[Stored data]
►

PR #865, opened 2022-12-17
Various `Stash` / `to_glib_none()` related optimizations and bugfixes

sdroege:
See individual commits.

CC @jf2048

### DIFF
--- a/cairo/src/context.rs
+++ b/cairo/src/context.rs
@@ -1,5 +1,7 @@
 // Take a look at the license at the top of the repository in the LICENSE file.
 
+#[cfg(feature = "use_glib")]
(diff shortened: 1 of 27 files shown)


sdroege:
@bilelmoussaoui You probably have to check for similar things in gtk4-rs

sdroege:
I also found this (changing to `PhantomData` if we can) to have actual effect in release builds as the stash is not always completely optimized away (without further inlining and LTO). It reduces required stack space for functions.

GuillaumeGomez (approved):

GuillaumeGomez:
Looks good to me, thanks!

PR #866, opened 2022-12-19
Inline various trivial functions

sdroege:
CC @jf2048 

Draft until
  * [x] https://github.com/gtk-rs/gtk-rs-core/pull/865 is finally merged
  * [x] Checked effect on generated assembly
  * [x] Checked effect on compile times
  * [x] Checked effect on code size


glib/src/subclass/types.rs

◄

## Task brief
Return all of the above records exactly, leaving no line out.

## Written solution
PR #865, opened 2022-12-17
Various `Stash` / `to_glib_none()` related optimizations and bugfixes

sdroege:
See individual commits.

CC @jf2048

### DIFF
--- a/cairo/src/context.rs
+++ b/cairo/src/context.rs
@@ -1,5 +1,7 @@
 // Take a look at the license at the top of the repository in the LICENSE file.
 
+#[cfg(feature = "use_glib")]
(diff shortened: 1 of 27 files shown)


sdroege:
@bilelmoussaoui You probably have to check for similar things in gtk4-rs

sdroege:
I also found this (changing to `PhantomData` if we can) to have actual effect in release builds as the stash is not always completely optimized away (without further inlining and LTO). It reduces required stack space for functions.

GuillaumeGomez (approved):

GuillaumeGomez:
Looks good to me, thanks!

PR #866, opened 2022-12-19
Inline various trivial functions

sdroege:
CC @jf2048 

Draft until
  * [x] https://github.com/gtk-rs/gtk-rs-core/pull/865 is finally merged
  * [x] Checked effect on generated assembly
  * [x] Checked effect on compile times
  * [x] Checked effect on code size


glib/src/subclass/types.rs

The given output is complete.